1. A treatment installation for flat substrates, suitable for vapourdeposition on films, comprising a chamber with at least one opening for transporting a substrate between the exterior of the chamber and its interior, characterised in that the opening (9, 10) is formed of two strips (13, 14) which move substantially synchronously with regard to each other from the exterior of the chamber (1) into its interior, and in that the substrate (6) is positioned between the strips (13, 14), with the side of each strip that faces away from the substrate (6) being in contact with a casing surface (15, 16) so as to form a seal.

2. A treatment installation in accordance with claim 1, characterised in that casing surfaces (15, 16) are provided on two flanges (11, 12) of the casing (1) which are located a small distance apart from each other and project outwards with regard to the chamber (1).

3. A treatment installation in accordance with claims I or 2, characerised in that both strips (13, 14) are continuous bands arranged to circulate about deflecting rollers (17-24).

4. A treatment installation in accordance with at least one of the preceding claims, characterised in that opposed openings (9, 10), are provided, and in that the strips (13, 14) move in a path with one section outside the chamber (1) and with a second section extending from one opening (9) to the other opposite opening (10) through the chamber (1), the strip (14) being guided within the chamber (1) by deflecting rollers (21, 22) away from the substrate (6) around the outside of a treatment device (5) and back against the substrate (6) by further deflecting rollers (23, 24).

5. A treatment installation in accordance with at least one of the preceding claims, characterised in that on each side of the chamber (1) two deflecting rollers (21, 22; 23, 24) are provided and strip (14) is guided from one opening (9) via a deflecting roller (21) to the side of the treatment device (5) and then back to the side of the chamber having opening (9) via the other deflecting roller (22) and from there to the two opposing deflecting rollers (23, 24).
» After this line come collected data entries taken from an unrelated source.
PR #62, opened 2022-06-05
Various summer updates, Matching algorithm 7 = 3 + 2 + 2

Coreball:
### Summary 

This pull request was supposed to only do a few small things before summer launch but turned into writing more backend code than I expected. It updates things like the title and favicon, but also simplifies get course id logic and more importantly, changes the matching algorithm.

Previously, the matching algorithm formed as many groups of 3 as it could, and the remainder were left unmatched. Now whenever there are at least 2 students, they will always be grouped. This means with 7 students, there will be 1 group of 3 students and 2 groups of 2 students: 7 = 3 + 2 + 2 instead of 7 = 3 + 3 + 1. Groups now index starting at 1!

You should avoid putting so many unrelated changes into one PR like this

- [x] update favicon, title, and description (remove old Zing logo)
- [x] dashboard log out button is a text button
- [x] simplify backend code for mapping course catalog name to course id
- [x] change matching algorithm to always make groups when at least 2 students
- [x] group numbers start at 1 (not just a visual change)
- [x] hide full emails when ending in `@cornell.edu` (show NetID)
- [x] hide unfinished Match button on dashboard cards
- [x] snackbar alert thing primarily for network errors, usable everywhere

### Test Plan 

Favicon and title update:

Screen Shot 2022-06-05 at 16 12 28

Dashboard log out button:

Screen Shot 2022-06-05 at 16 26 38

New matching algorithm:

https://user-images.githubusercontent.com/22627336/172074893-f000d09b-60aa-4eec-ba82-6fbca17210e6.mov

Use this snackbar when there's no other way of telling the user there was an error:

Screen Shot 2022-06-06 at 23 37 35

Tested that the simplified backend code for mapping course catalog name to course id still works by submitting student surveys. POST requests with invalid course names are now rejected immediately.

### Breaking Changes 

- group numbers are now indexed starting at 1 in the database
- firebase-functions package upgraded from 3.6.1 to 3.21.2


wizhaaa (approved):
Tested on my end and everything seems to be working. 

 I like stripping the @cornell.edu for displaying students IDs as well.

6. A treatment installation in accordance with at least one of the preceding claims, characterised in that at least the strip (13) on the side of the substrate (6), which faces away from the treatment dev ice (5) is made of metal.

7. A treatment installation in accordance with at least one of the preceding claims, characterised in that the chamber (1) has a cover (3) which can be removed from a lower casing section (2) which houses the treatment device (5), the cover (3) having one deflecting roller (17, 19) on each end of the chamber (1) for guiding the strip (13).

8. A treatment installation in accordance with claim 7, characterised in that the cover (3) is arranged in a pivoting manner about an axis (4) running co-axially with respect to the deflecting roller (17).

9. A treatment installation substantially as hereinbefore described with reference to and as shown in the accompanying drawings.